I really hate when fertile myrtle women who gets pregnant by just looking at them can't understand the struggles of someone else that's it's harder for. So frustrating
I started getting so frustrated. Here my kids have two and three babies at 16 in my class and I couldn't even have one? They used to cry to me about what could they do. And I used to cry at night because there was nothing I could do. And then my nephews and nieces I don't get to see that much and I spoil them to pieces to slightly compensate how empty I felt on the inside. I cried for many nights. I always felt DH never understood. And he's never seen me cry sooo he just was lost on how to console me. He is soooo okay with not being able to have kids. I was not able to accept it. I feel like I horrible person for saying this but it was a deal breaker for me. I don't think I would have made it much later without just leaving. :( if you ever want to just talk or vent please PM me.
 
@Taleah2009 :bighug: I know how you feel. Is there anyone IRL you can talk to who might understand what you're going through? You can always PM me if you need to vent, I've been where you are and didn't have anyone to talk to other than my DH. Even he didn't completely understand and got tired of hearing it after a while. Hang in there, sis.
I started getting so frustrated. Here my kids have two and three babies at 16 in my class and I couldn't even have one? They used to cry to me about what could they do. And I used to cry at night because there was nothing I could do. And then my nephews and nieces I don't get to see that much and I spoil them to pieces to slightly compensate how empty I felt on the inside. I cried for many nights. I always felt DH never understood. And he's never seen me cry sooo he just was lost on how to console me. He is soooo okay with not being able to have kids. I was not able to accept it. I feel like I horrible person for saying this but it was a deal breaker for me. I don't think I would have made it much later without just leaving. :( if you ever want to just talk or vent please PM me.


Thank you!!
 
So going to play basketball was more important than cutting the yard that hasn't been cut in almost a month....This %&*(*&#&((%$* has really pissed me off today! Our house is on the corner so it definitely sticks out. Ugh!!!

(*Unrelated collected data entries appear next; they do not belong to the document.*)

Issue #11187, opened 2021-11-22
[Feature Request] Enter Feature Title Here


BarryHerbers:
## Quick summary
Integer/Nearest Neighbor Upscaling for resolutions divisible from monitor's native res.

## Details
I would like to be able to run games in 720p on my 1440p monitor without the blur that comes from bilinear upscaling -- in this example treating every 4 pixels on the monitor's panel as 1 pixel, thus rendering a sharper (if clearly low res) image. 

In a perfect world, the feature would be available in a more variable fashion. For example, on a 1440p monitor, a 540p internal resolution would be able to integer scale to 1080p before with letterboxing to maintain sharpness or bilinear upscaling only _after_ the closest integer is reached. But if only the simpler version (perfect integer intervals at 4x, 9x, 16x, etc.) is possible, I understand.

#### 2. Please tell us, why your feature is important to RPCS3.
In light of high res availability, this may seem redundant, but I find many older games look better at lower resolutions, especially if they contain 2D elements locked to those and lower resolutions (like UI or even some textures). For example, Shadow of the Colossus (Ps3) features a very low draw distance which holds up poorly at native 1440p, but which is perfectly serviceable at its intended 720p.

I totally feel you. My yard is a mess. My DH hates doing it, but then he doesn't want someone else to do it because then they would have to walk through the house to get to the yard. Its irritating.
 
ARGH.

Our anniversary is tomorrow. I bought a card when I bought DH's birthday card last month and I cannot for the life of me remember where I put it! I could have sworn I put it in a cabinet specifically so I wouldn't lose track of it but I started packing up the stuff that was in there and didn't find it. I'm gonna have to go through the cards I've put away and make sure I didn't overlook it by accident.
 
I'm trippin. I had actually bought a birthday card and Father's Day card because they were a week apart. Duh! I don't know why I didn't realize that sooner. Will have to get a card after work.